Four Things We Learned
1. TPC-DS is drastically underutilised as demo and prototyping data
Most Databricks users know TPC-H from SQL benchmarks. TPC-DS is also built into every workspace and is much more suited to retail and marketing analytics. If you are building a marketing, retail, or e-commerce analytics proof of concept — TPC-DS is a great place to start. It will save you days.
2. The channel comparison chart changes how marketing teams think about investment
The marketing team had thought that the web channel was their most lucrative. After viewing the channel comparison view that displayed profit margin % and gross revenue across all three channels, they discovered that the catalog channel had a significantly higher margin than web despite lower revenue. That insight came from a chart that took five minutes to build.

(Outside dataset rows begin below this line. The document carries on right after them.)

PR #1112, opened 2022-06-01
tests: Fix -Wstringop-overread warnings.

DadSchoorse:


K0bin:
What about the warnings in the clear test?

DadSchoorse:
Ah, I missed those after my clean build and then I thought I fixed all of them because the file wasn't recompiled. :frog:

PR #1117, opened 2022-06-06
Optimize consecutive CopyTextureRegion by batching the barriers

ishitatsuyuki:
The main idea is to introduce a "command list batch" system where it compares for the type of the previous and current command for every non render-pass command, and in the case there are consecutive CopyTextureRegion calls, batch them so we can issue layout transition barriers in bulk instead of interrupting after each copy.

See each commit for more details.

### DIFF
--- a/libs/vkd3d/command.c
+++ b/libs/vkd3d/command.c
@@ -48,6 +48,11 @@ static void d3d12_command_list_barrier_batch_add_layout_transition(
         struct d3d12_command_list *list,
         struct d3d12_command_list_barrier_batch *batch,
         const VkImageMemoryBarrier *image_barrier);
+static void d3d12_command_list_barrier_batch_add_global_transition(
+        struct d3d12_command_list *list,
+        struct d3d12_command_list_barrier_batch *batch,
+        VkAccessFlags srcAccessMask,
+        VkAccessFlags dstAccessMask);
 
 static uint32_t d3d12_command_list_promote_dsv_resource(struct d3d12_command_list *list,
         struct d3d12_resource *resource, uint32_t plane_optimal_mask);
@@ -6052,13 +6057,12 @@ static bool validate_d3d12_box(const D3D12_BOX *box)
 }
 
 static void d3d12_command_list_transition_image_layout_with_global_memory_barrier(struct d3d12_command_list *list,
+        struct d3d12_command_list_barrier_batch *batch,
         VkImage vk_image, const VkImageSubresourceLayers *vk_subresource,
         VkPipelineStageFlags src_stages, VkAccessFlags src_access, VkImageLayout old_layout,
         VkPipelineStageFlags dst_stages, VkAccessFlags dst_access, VkImageLayout new_layout,
         VkAccessFlags global_src_access, VkAccessFlags global_dst_access)
 {
-    const struct vkd3d_vk_device_procs *vk_procs = &list->device->vk_procs;
-    VkMemoryBarrier vk_global_barrier;
     VkImageMemoryBarrier vk_barrier;
     bool need_global_barrier;
 
@@ -6077,23 +6081,20 @@ static void d3d12_command_list_transition_image_layout_with_global_memory_barrie
 
     if (need_global_barrier)
     {
-        vk_global_barrier.sType = VK_STRUCTURE_TYPE_MEMORY_BARRIER;
-        vk_global_barrier.pNext = NULL;
-        vk_global_barrier.srcAccessMask = global_src_access;
-        vk_global_barrier.dstAccessMask = global_dst_access;
+        d3d12_command_list_barrier_batch_add_global_transition(list, batch, global_src_access, global_dst_access);
     }
-
-    VK_CALL(vkCmdPipelineBarrier(list->vk_command_buffer,
-            src_stages, dst_stages, 0, need_global_barrier, &vk_global_barrier, 0, NULL,
-            1, &vk_barrier));
+    d3d12_command_list_barrier_batch_add_layout_transition(list, batch, &vk_barrier);
+    batch->dst_stage_mask |= dst_stages;
+    batch->src_stage_mask |= src_stages;
 }
 
 static void d3d12_command_list_transition_image_layout(struct d3d12_command_list *list,
+        struct d3d12_command_list_barrier_batch *batch,
         VkImage vk_image, const VkImageSubresourceLayers *vk_subresource,
         VkPipelineStageFlags src_stages, VkAccessFlags src_access, VkImageLayout old_layout,
         VkPipelineStageFlags dst_stages, VkAccessFlags dst_access, VkImageLayout new_layout)
 {
-    d3d12_command_list_transition_image_layout_with_global_memory_barrier(list,
+    d3d12_command_list_transition_image_layout_with_global_memory_barrier(list, batch,
             vk_image, vk_subresource,
             src_stages, src_access, old_layout,
             dst_stages, dst_access, new_layout,
@@ -6210,6 +6211,7 @@ static bool d3d12_command_list_init_copy_texture_region(struct d3d12_command_lis
 }
 
 static void d3d12_command_list_before_copy_texture_region(struct d3d12_command_list *list,
+        struct d3d12_command_list_barrier_batch *batch,
         struct vkd3d_image_copy_info *info)
 {
     VkAccessFlags global_transfer_access;
@@ -6230,7 +6232,7 @@ static void d3d12_command_list_before_copy_texture_region(struct d3d12_command_l
         global_transfer_access = list->tracked_copy_buffer_count ? VK_ACCESS_TRANSFER_WRITE_BIT : 0;
         d3d12_command_list_reset_buffer_copy_tracking(list);
 
-        d3d12_command_list_transition_image_layout_with_global_memory_barrier(list, src_resource->res.vk_image,
+        d3d12_command_list_transition_image_layout_with_global_memory_barrier(list, batch, src_resource->res.vk_image,
                 &info->copy.buffer_image.imageSubresource, VK_PIPELINE_STAGE_TRANSFER_BIT, 0,
                 src_resource->common_layout, VK_PIPELINE_STAGE_TRANSFER_BIT, VK_ACCESS_TRANSFER_READ_BIT,
                 info->src_layout, global_transfer_access, global_transfer_access);
@@ -6239,7 +6241,7 @@ static void d3d12_command_list_before_copy_texture_region(struct d3d12_command_l
     {
         d3d12_command_list_track_resource_usage(list, dst_resource, !info->writes_full_subresource);
 
-        d3d12_command_list_transition_image_layout(list, dst_resource->res.vk_image,
+        d3d12_command_list_transition_image_layout(list, batch, dst_resource->res.vk_image,
                 &info->copy.buffer_image.imageSubresource, VK_PIPELINE_STAGE_TRANSFER_BIT, 0,
                 info->writes_full_subresource ? VK_IMAGE_LAYOUT_UNDEFINED : dst_resource->common_layout,
                 VK_PIPELINE_STAGE_TRANSFER_BIT, VK_ACCESS_TRANSFER_WRITE_BIT, info->dst_layout);
@@ -6251,6 +6253,7 @@ static void d3d12_command_list_before_copy_texture_region(struct d3d12_command_l
 }
 
 static void d3d12_command_list_copy_texture_region(struct d3d12_command_list *list,
+        struct d3d12_command_list_barrier_batch *batch,
         struct vkd3d_image_copy_info *info)
 {
     struct d3d12_resource *dst_resource, *src_resource;
@@ -6278,7 +6281,7 @@ static void d3d12_command_list_copy_texture_region(struct d3d12_command_list *li
 
         VK_CALL(vkCmdCopyImageToBuffer2KHR(list->vk_command_buffer, &copy_info));
 
-        d3d12_command_list_transition_image_layout_with_global_memory_barrier(list, src_resource->res.vk_image,
+        d3d12_command_list_transition_image_layout_with_global_memory_barrier(list, batch, src_resource->res.vk_image,
                 &info->copy.buffer_image.imageSubresource, VK_PIPELINE_STAGE_TRANSFER_BIT, 0,
                 info->src_layout, VK_PIPELINE_STAGE_TRANSFER_BIT, 0, src_resource->common_layout,
                 global_transfer_access, global_transfer_access);
@@ -6297,7 +6300,7 @@ static void d3d12_command_list_copy_texture_region(struct d3d12_command_list *li
 
         VK_CALL(vkCmdCopyBufferToImage2KHR(list->vk_command_buffer, &copy_info));
 
-        d3d12_command_list_transition_image_layout(list, dst_resource->res.vk_image,
+        d3d12_command_list_transition_image_layout(list, batch, dst_resource->res.vk_image,
                 &info->copy.buffer_image.imageSubresource, VK_PIPELINE_STAGE_TRANSFER_BIT,
                 VK_ACCESS_TRANSFER_WRITE_BIT, info->dst_layout, VK_PIPELINE_STAGE_TRANSFER_BIT,
                 0, dst_resource->common_layout);
@@ -6315,6 +6318,8 @@ static void STDMETHODCALLTYPE d3d12_command_list_CopyTextureRegion(d3d12_command
 {
     struct d3d12_command_list *list = impl_from_ID3D12GraphicsCommandList(iface);
     struct vkd3d_image_copy_info copy_info;
+    bool alias;
+    size_t i;
 
     TRACE("iface %p, dst %p, dst_x %u, dst_y %u, dst_z %u, src %p, src_box %p.\n",
             iface, dst, dst_x, dst_y, dst_z, src, src_box);
@@ -6329,6 +6334,49 @@ static void STDMETHODCALLTYPE d3d12_command_list_CopyTextureRegion(d3d12_command
         return;
 
     d3d12_command_list_ensure_transfer_batch(list, copy_info.batch_type);
+    alias = false;
+    for (i = 0; !alias && i < list->transfer_batch.batch_len; i++)
+    {
+        const struct vkd3d_image_copy_info *other_info = &list->transfer_batch.batch[i];
+        const VkImageSubresourceLayers *subres, *other_subres;
+        const struct d3d12_resource *res, *other_res;
+
+        switch (copy_info.batch_type)
+        {
+            case VKD3D_BATCH_TYPE_COPY_BUFFER_TO_IMAGE:
+                /* Test for destination aliasing as D3D12 requires serialization on overlapping copies (WAW hazard). */
+                subres = &copy_info.copy.buffer_image.imageSubresource;
+                other_subres = &other_info->copy.buffer_image.imageSubresource;
+                assert(subres->layerCount == 1 && other_subres->layerCount == 1);
+                alias = copy_info.dst.pResource == other_info->dst.pResource &&
+                         subres->aspectMask == other_subres->aspectMask &&
+                         subres->baseArrayLayer == other_subres->baseArrayLayer &&
+                         subres->mipLevel == other_subres->mipLevel;
+                break;
+            case VKD3D_BATCH_TYPE_COPY_IMAGE_TO_BUFFER:
+                /* Test for destination aliasing as D3D12 requires serialization on overlapping copies (WAW hazard). */
+                /* TODO: Do more granular alias testing or merge this with d3d12_command_list_mark_copy_buffer_write. */
+                res = impl_from_ID3D12Resource(copy_info.dst.pResource);
+                other_res = impl_from_ID3D12Resource(other_info->dst.pResource);
+                /* If either resource is sparse, consider it to alias with anything. */
+                alias = copy_info.dst.pResource == other_info->dst.pResource ||
+                        (res->flags & VKD3D_RESOURCE_RESERVED) || (other_res->flags & VKD3D_RESOURCE_RESERVED);
+                break;
+            case VKD3D_BATCH_TYPE_COPY_IMAGE:
+                /* TODO: Check for alias once we start batching barriers for image-image copies too */
+                break;
+            default:
+                assert(false);
+                return;
+        }
+    }
+    if (alias)
+    {
+        d3d12_command_list_end_transfer_batch(list);
+        /* end_transfer_batch resets the batch_type to NONE, so we need to restore it here. */
+        list->transfer_batch.batch_type = copy_info.batch_type;
+    }
+
     list->transfer_batch.batch[list->transfer_batch.batch_len++] = copy_info;
 
     VKD3D_BREADCRUMB_COMMAND(COPY);
@@ -6410,7 +6458,9 @@ static void STDMETHODCALLTYPE d3d12_command_list_CopyResource(d3d12_command_list
 
 static void d3d12_command_list_end_transfer_batch(struct d3d12_command_list *list)
 {
+    struct d3d12_command_list_barrier_batch barriers;
     size_t i;
+
     switch (list->transfer_batch.batch_type)
     {
         case VKD3D_BATCH_TYPE_NONE:
@@ -6419,12 +6469,14 @@ static void d3d12_command_list_end_transfer_batch(struct d3d12_command_list *lis
         case VKD3D_BATCH_TYPE_COPY_IMAGE_TO_BUFFER:
         case VKD3D_BATCH_TYPE_COPY_IMAGE:
             d3d12_command_list_end_current_render_pass(list, false);
-            /* TODO: once we check for aliasing and it's safe to batch things, transpose the loop. */
+            d3d12_command_list_barrier_batch_init(&barriers);
             for (i = 0; i < list->transfer_batch.batch_len; i++)
-            {
-                d3d12_command_list_before_copy_texture_region(list, &list->transfer_batch.batch[i]);
-                d3d12_command_list_copy_texture_region(list, &list->transfer_batch.batch[i]);
-            }
+                d3d12_command_list_before_copy_texture_region(list, &barriers, &list->transfer_batch.batch[i]);
+            d3d12_command_list_barrier_batch_end(list, &barriers);
+            d3d12_command_list_barrier_batch_init(&barriers);
+            for (i = 0; i < list->transfer_batch.batch_len; i++)
+                d3d12_command_list_copy_texture_region(list, &barriers, &list->transfer_batch.batch[i]);
+            d3d12_command_list_barrier_batch_end(list, &barriers);
             list->transfer_batch.batch_len = 0;
             break;
         default:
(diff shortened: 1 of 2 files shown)


libs/vkd3d/command.c
```diff
@@ -6234,26 +6234,28 @@ static void STDMETHODCALLTYPE d3d12_command_list_before_copy_texture_region(stru
...
-        d3d12_command_list_transition_image_layout_with_global_memory_barrier(list, batch, src_resource->res.vk_image,
-                                                                              &info->buffer_image_copy.imageSubresource,
-                                                                              VK_PIPELINE_STAGE_TRANSFER_BIT,
-                                                                              0, src_resource->common_layout,
-                                                                              VK_PIPELINE_STAGE_TRANSFER_BIT,
-                                                                              VK_ACCESS_TRANSFER_READ_BIT,
-                                                                              info->vk_layout,
-                                                                              global_transfer_access,
-                                                                              global_transfer_access);
+        if (!info->transition_coalesced)
```
HansKristian-Work, line 6241: Multi-line branch should be in braces.

libs/vkd3d/command.c
```diff
@@ -6328,6 +6332,8 @@ static void STDMETHODCALLTYPE d3d12_command_list_CopyTextureRegion(d3d12_command
 {
     struct d3d12_command_list *list = impl_from_ID3D12GraphicsCommandList(iface);
     struct vkd3d_image_copy_info copy_info;
+    bool alias;
+    bool format_match;
```
HansKristian-Work, line 6340: Inverse :christmas_tree:

libs/vkd3d/command.c
```diff
@@ -6344,6 +6350,42 @@ static void STDMETHODCALLTYPE d3d12_command_list_CopyTextureRegion(d3d12_command
         return;
 
     d3d12_command_list_ensure_batch(list, copy_info.batch_type);
+    alias = false;
+    format_match = true;
+    for (size_t i = 0; i < list->transfer_batch.ctr_batch_len; i++) {
```
HansKristian-Work, line 6359: This section is hard to reason about. I see it's disabling the alias checking for barriers, but I'm not sure if that's what we want here.

COPY_DEST resource state in D3D12 is kinda broken. Overlapping copies to same subresource must be synchronized implicitly by implementation. So, we'd need to either break batch, or add an internal TRANSFER memory barrier between two copies that overlap to resolve the write-after-write hazard.

libs/vkd3d/command.c
```diff
@@ -32,17 +32,20 @@ static void d3d12_command_queue_add_submission(struct d3d12_command_queue *queue
 static void d3d12_fence_inc_ref(struct d3d12_fence *fence);
 static void d3d12_fence_dec_ref(struct d3d12_fence *fence);
 
-#define MAX_BATCHED_IMAGE_BARRIERS 16
+
 struct d3d12_command_list_barrier_batch
 {
-    VkImageMemoryBarrier vk_image_barriers[MAX_BATCHED_IMAGE_BARRIERS];
+    VkImageMemoryBarrier *vk_image_barriers;
```
HansKristian-Work, line 38: I'm not sure this is a good idea. Do we really expect > 16 batching to gain anything? Heap allocations complicate things. The search algorithms where we check for overlap are quadratic in nature, so this can easily explode if we're not careful to limit it.

libs/vkd3d/command.c
```diff
@@ -7165,15 +7167,15 @@ static void d3d12_command_list_barrier_batch_add_layout_transition(
...
-    /* ResourceBarrier() in D3D12 behaves as if each transition happens in order.
-     * Vulkan memory barriers do not, so if there is a race condition, we need to split
-     * the barrier. */
-    for (i = 0; i < batch->image_barrier_count; i++)
-    {
-        if (vk_image_barrier_overlaps_subresource(image_barrier, &batch->vk_image_barriers[i]))
-        {
-            d3d12_command_list_barrier_batch_end(list, batch);
-            break;
+    if (batch->check_alias) {
```
HansKristian-Work, line 7226: The check_alias is not very obvious to reason about. I can see this being a thing for something like src_resource in a copy. If we're trying to record a common layout -> TRANSFER_SRC_OPTIMAL all the time, we only really need to do that once. It might make more sense to just eliminate redundant barriers instead, e.g. same old/newLayout on same subresource range is just dropped.

For common layout -> TRANSFER_DST_OPTIMAL. If that is recorded multiple times, it means we have overlapped writes, which needs to be resolved as a WAW hazard either way. It might be better to handle that outside when emitting the copy calls either way.

With that in mind, I don't think we'll need a check_alias bool at all.

HansKristian-Work (changes requested):
First pass of the review. The complexity here is fairly large, so it will be much easier for me to review if we go one patch at a time. There's fair amount of style nits that could be fixed first as well.

libs/vkd3d/command.c
ishitatsuyuki: For the old barrier batch the limit is still 16. For the new one, Forza Horizon can issue 100+ copies in a row so I’m using a larger batch size to maximize the benefit. For other games, the CTR batch only goes as long as the number of CTR the game does, and when it actually does lots of copies I’d expect the GPU bound gain to be more important.

As for heap allocation, they’re a little bit concerning but didn’t seem much of a problem in testing.

libs/vkd3d/command.c
```diff
@@ -6089,70 +6090,127 @@ static void d3d12_command_list_transition_image_layout(struct d3d12_command_list
...
-    vk_procs = &list->device->vk_procs;
+    memset(out, 0, sizeof(*out));
+    
+    out->src = *src;
+    out->dst = *dst;
 
     dst_resource = impl_from_ID3D12Resource(dst->pResource);
     src_resource = impl_from_ID3D12Resource(src->pResource);
 
-    d3d12_command_list_track_resource_usage(list, src_resource, true);
```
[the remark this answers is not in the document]
ishitatsuyuki: Ouch, looks like that is the case. I’ll put it back in before_ctr.

libs/vkd3d/command.c
ishitatsuyuki: Good catch, I'll remove the format_match condition.

As for why it has to be done here, it's because when there's an alias, we need to flush not only the barriers but also the copies and the post-barriers as well.

libs/vkd3d/command.c
```diff
@@ -65,6 +65,7 @@ static VkImageLayout d3d12_command_list_get_depth_stencil_resource_layout(const
 static void d3d12_command_list_decay_optimal_dsv_resource(struct d3d12_command_list *list,
         const struct d3d12_resource *resource, uint32_t plane_optimal_mask,
         struct d3d12_command_list_barrier_batch *batch);
+static void d3d12_command_list_end_batch(struct d3d12_command_list *list);
```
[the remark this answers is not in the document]
ishitatsuyuki: The intention is to prevent unnecessary command reordering, for example if an app does the copies in the beginning of the frame, and then does some compute before it draws, we don't want to defer the copies until right before the draw. 

That said, it's also possible that doing the flush in ResourceBarrier() could be sufficient, and I agree with the point on maintainability.

ishitatsuyuki (commented):
Thanks for the review. I will fix the semantical styling issues, but as for the formatting I'd like to fix them with a follow-up reformat commit if you don't mind.

libs/vkd3d/command.c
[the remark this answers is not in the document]
HansKristian-Work: Ending the copy batch in begin_render_pass and dispatch seems fine too. Just want to make sure we don't have to sprinkle it in *everywhere*.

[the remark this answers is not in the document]
HansKristian-Work: Games split their rendering over many command buffers too, so I doubt we should be that worried about extreme overlap.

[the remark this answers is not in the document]
ishitatsuyuki: Sounds good, will do so.

libs/vkd3d/command.c
HansKristian-Work: Maybe we can make a small_vector type optimization. Only allocate from heap if number of elements exceeds the array limit.

HansKristian-Work: However, given that is purely a tuning thing, it might be best to leave that out of this PR. A follow-up can do size tuning for Forza.

ishitatsuyuki: Not sure what you're suggesting here? Do you mean that we should leave the batch size as 16 so it can be in-place allocated?

The limits in this patch is the untouched for the memory barrier batch and unlimited for the newly added transfer batch for Forza (bounded by the 64 transfer batch limit).

HansKristian-Work: I think for this PR, it should be left as-is as an array with 16 elements. We can bump that later once this lands.

ishitatsuyuki: Actually, the patch is implemented in a way that requires unbounded barrier batch size, as it interleaves call to the Vulkan copy commands and addition to the post-barrier. I can further split out the barriers to a after_ctr function, but not sure that's what we want...

HansKristian-Work: Is it possible that barrier count > copy count? I'm not sure how that is possible.

ishitatsuyuki: For pre-barriers, there can be additional barriers coming from resource tracking. For post-barriers it probably won't exceed the copy count, but for the CTR batch I'm using a limit of 64 for reasons mentioned above.

HansKristian-Work: By resource tracking, do you mean `d3d12_command_list_track_resource_usage`? I think those are a separate system, and shouldn't affect barrier batching.

ishitatsuyuki: Yeah, sounds right. I guess we'll get the CTR batch limit lowered to 16 too for now.

libs/vkd3d/command.c
ishitatsuyuki: Actually, on second thought, this is quite troubling for Forza. It has multiple copies to the same image that doesn't overlap. But to check that we need to compare the coordinates as well. It does fit within the quadratic implementation though.

An alternative is to try to use render-based blits, which is guaranteed to be ordered, but that's going to be another massively overengineered hell...

ishitatsuyuki: Yes, exactly. I think I’ll just compromise here and go the less optimized path. It looks like the game developer is well aware of the implications as they interleave calls to different destination images; so while not having box overlap checks will make this suboptimal, it is still an improvement from having a barrier after each copy.

libs/vkd3d/command.c
ishitatsuyuki: The heap allocation commit is dropped. It's irrelevant now anyway now we're limited by the same-subresource aliasing.

ishitatsuyuki:
Updated. Should have addressed most of the review comments, plus:
- Refactored the `before_ctr` and `ctr` functions to branch on `info->batch_type` for simplicity.
- Fixed one place where `VKD3D_BATCH_TYPE_COPY_IMAGE_TO_BUFFER` and `VKD3D_BATCH_TYPE_COPY_BUFFER_TO_IMAGE` were switched around.
- Rewrote the alias checking logic to fix multiple correctness issues.

libs/vkd3d/command.c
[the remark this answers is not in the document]
ishitatsuyuki: The `end_batch` is now constrained to:

> 1. ResourceBarrier: This is where the transition from COPY_DEST to other
>    might happen, at which point the writes must be visible. This might
>    also transition away from COPY_SRC which invalidates the
>    precondition.
> 2. Copy operations. Copies to the same resource are implicitly ordered.
> 3. Draws and dispatches. These are not strictly necessary, but we don't
>    want too much command reordering so flushing here seems good.
> 4. Close. So that we don't throw commands into the void.

libs/vkd3d/command.c
```diff
@@ -6089,70 +6090,128 @@ static void d3d12_command_list_transition_image_layout(struct d3d12_command_list
...
+            WARN("Invalid format %#x.\n", src->PlacedFootprint.Footprint.Format);
+            return false;
+        }
+
+        vk_buffer_image_copy_from_d3d12(&out->copy.buffer_image, &src->PlacedFootprint,
+                dst->SubresourceIndex, &dst_resource->desc, out->src_format, out->dst_format, src_box, dst_x,
+                dst_y, dst_z);
+        out->copy.buffer_image.bufferOffset += src_resource->mem.offset;
+
+        out->vk_layout = d3d12_resource_pick_layout(dst_resource, VK_IMAGE_LAYOUT_TRANSFER_DST_OPTIMAL);
```
HansKristian-Work, line 6172: Writes_full_subresource is not set here. I don't think the original code did this either, but it should be added I think.

libs/vkd3d/command.c
```diff
@@ -6089,70 +6090,128 @@ static void d3d12_command_list_transition_image_layout(struct d3d12_command_list
...
+        if (out->dst_format->vk_aspect_mask != out->src_format->vk_aspect_mask &&
+                (out->copy.image.dstSubresource.aspectMask & VK_IMAGE_ASPECT_STENCIL_BIT) &&
+                !list->device->vk_info.EXT_shader_stencil_export)
+        {
+            FIXME("Destination depth-stencil format %#x is not supported for STENCIL dst copy with render pass fallback.\n",
+                    out->dst_format->dxgi_format);
+            return false;
+        }
+
+        out->writes_full_subresource = d3d12_image_copy_writes_full_subresource(dst_resource,
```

3. The promotion table is more powerful than it seems
The TPC-DS promotion table is small (300 rows), but it has channel attribution flags that most marketing teams crave. By joining it to sales transactions via store_sales.ss_promo_sk you get revenue per promotion by which media channel the promotion used. It is a simple yet actual multi-touch attribution model built on free sample data.
4. No other team poses any more specific questions than marketing users
Finance users ask broad questions. Sales users pose relative queries. Marketing users pose surgical questions like “what was the most units in the Home category promoted in Q3 last year?” The Genie guidelines for Marketing had to be a lot more detailed and routing precision had to be much higher.
How to Build This Yourself
- Load the tables. In SQL Editor, execute
CREATE TABLE AS SELECTfromsamples.tpcds_sf1intodbw_pixel_demo.marketing_domainfor all seven tables. - Create the Gold schema.
CREATE SCHEMA IF NOT EXISTS dbw_pixel_demo.marketing_gold. - Execute the five Gold views. marketing_kpi_summary, channel_revenue_summary, item_performance, promotion_effectiveness, customer_segment_performance.
- Build the dashboard. Databricks One → New Dashboard → add all Gold views as datasets → create widgets.
- Configure Genie. Add all five views as Trusted Assets → paste business instructions → add ten sample questions → test before publication.
- Publish. Auto-refresh hourly, add share URL to the marketing team.
Overall setup time: about two to three hours, primarily writing and testing five Gold views.
What Changed for the Marketing Team
Before this dashboard, a question like “what promotion should be run again next quarter?” had to be handled by a data analyst joining promotion, store_sales, and item tables, aggregating findings, and returning a spreadsheet. That took a day. Sometimes two.
After the dashboard, a promotion effectiveness chart appears, and after the marketing manager sorts by revenue, they get the answer in ten seconds. If they are interested in why a certain promotion worked, they query Genie and receive a breakdown by product line and discount price.
The shift was not just speed. It was independence. Marketing managers did not wait to receive data but made their own choices on their own time.
Final Thought
TPC-DS is free data that represents a practical retail business with three sale channels, product hierarchy, customer segmentation and promotion attribution. It is found in all Databricks workspaces. The marketing Gold views we created over it are standard SQL with no exotic functions. The dashboard is built with clicks and configuration.
This is worth building if your marketing team is still waiting for reports on promotion performance, channel revenue, or product category.
The question is never “do we have the data?” The question is always “have we made the data available?”